• [WHAT YOU ARE ASKED TO DO]:
Which lines of the entries below hold the word "ships"? Report each of them.

______

Issue #127, opened 2026-07-11
ci(publish): GHCR publish red on main since 07-06 — cached apt layer freezes 10 HIGH OS CVEs (repo-side of main#947)


parametrization:
## Summary

`Publish to GHCR` has been **red on `main` since 2026-07-06** ([run 28766990515](https://github.com/noorinalabs/noorinalabs-isnad-ingest-platform/actions/runs/28766990515)) — five days, undetected. Trivy fails on HIGH OS-package CVEs in the published image.

This is the repo-side half of **noorinalabs-main#947**: the buildx GHA layer cache serves the `RUN apt-get update && apt-get -y upgrade && ...` layer from cache, so the upgrade never executes and the packages never move.

## Measured evidence

I re-ran the failed run today (job `86502590623`):

- **`#11 CACHED`** on the apt layer — imported from `gha:2684583647406898998`. The upgrade did not run.
- Package versions **identical** to the 2026-07-06 build despite published fixes: `libssh2-1t64` still `1.11.1-1` (fixed: `1.11.1-1+deb13u1`), `linux-libc-dev` still `6.12.94-1` (fixed: `6.12.95-1`).
- HIGH CVE count **grew 5 → 10** between the two runs. A build that actually re-ran apt would have gone down. All 10 are `fixed` upstream.

## Why this repo is the one that went red first

Its cache entry is the oldest, not its Dockerfile the worst. Three sibling repos (`data-acquisition`, `isnad-graph`, `user-service`) have the identical `apt-get -y upgrade` + `cache-from: type=gha` + no `no-cache-filter` shape and are one advisory away from the same failure. Their green is not evidence of coverage.

## Secondary finding — the runtime image ships the build toolchain

Separate from the cache defect and worth fixing in the same pass. The top-level `Dockerfile` is **single-stage** and installs `build-essential curl` into the image that ships:

- `build-essential` → `libc6-dev` → **`linux-libc-dev`**, the source of 7 of the 10 CVEs (kernel headers, in a container that will never compile a kernel).
- `curl` → **`libssh2-1t64`**, the source of the other 3.

[...]

PR #129, opened 2026-07-11
fix(ci): clear pip-audit advisory-DB drift — bump soupsieve, exempt unfixable ecdsa Minerva advisory

### LINKED ISSUE #128: ci(security-audit): pip-audit red on advisory-DB drift — soupsieve CVEs (fixable) + unfixable ecdsa Minerva advisory blocks every PR
## Summary

`security-audit` (`pip-audit --strict`) now fails on `main` against an **unchanged `uv.lock`**. Three advisories published after 2026-07-06 and reddened a dependency set nobody touched. This blocks **every** PR in this repo — including a no-op one — and it is currently blocking #127.

This is advisory-DB drift, not a code regression.

## Evidence

`ci.yml` on `main` was **success** at `fd698ca` (2026-07-06) with the identical lockfile. The same export today reports:

| Package | Version | Advisory | Fix |
|---|---|---|---|
| `soupsieve` | 2.8.3 | CVE-2026-49476 (unbounded alloc on comma-separated selector lists) | **2.8.4** |
| `soupsieve` | 2.8.3 | CVE-2026-49477 (ReDoS on unterminated quoted attribute value) | **2.8.4** |
| `ecdsa` | 0.19.2 | PYSEC-2026-1325 (Minerva timing attack, P-256) | **none — upstream declines** |

`soupsieve` arrives transitively via `beautifulsoup4`. `ecdsa` arrives via `python-jose`, which is a real direct dependency (`src/api/auth.py` imports `jwt` from it).

## Fix

1. **`soupsieve` → 2.8.4.** A real fix for two real CVEs. No judgment call.

2. **`--ignore-vuln PYSEC-2026-1325` for `ecdsa`.** The advisory has no fix and upstream has stated it will not produce one (python-ecdsa considers side-channel attacks out of scope). `ecdsa` cannot be dropped without dropping `python-jose`, which the admin API genuinely uses.

   **Why the exemption is safe — the vulnerable primitive is unreachable.** `src/api/auth.py:123,129` calls `jwt.decode(token, jwks, algorithms=["RS256"])`. The algorithm allowlist is **RS256 — RSA, not ECDSA**. The advisory is a timing attack on ECDSA P-256 scalar multiplication, a code path this repo never reaches in either direction. `ecdsa` is installed only because `python-jose` declares it, not because we call it.

   **What would revoke this exemption:** changing that algorithm allowlist to admit an EC algorithm (`ES256`/`ES384`/`ES512`). If anyone does that, the ignore must be reconsidered — the "unreachable primitive" rationale dies at that moment.

   Precedent: the same command line already carries `--ignore-vuln GHSA-g75f-g53v-794x` for the unfixable bleach advisory, with a rationale comment and a standing item (noorinalabs-main#703).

______

• [TASK OUTPUT]:
## Secondary finding — the runtime image ships the build toolchain
Separate from the cache defect and worth fixing in the same pass. The top-level `Dockerfile` is **single-stage** and installs `build-essential curl` into the image that ships:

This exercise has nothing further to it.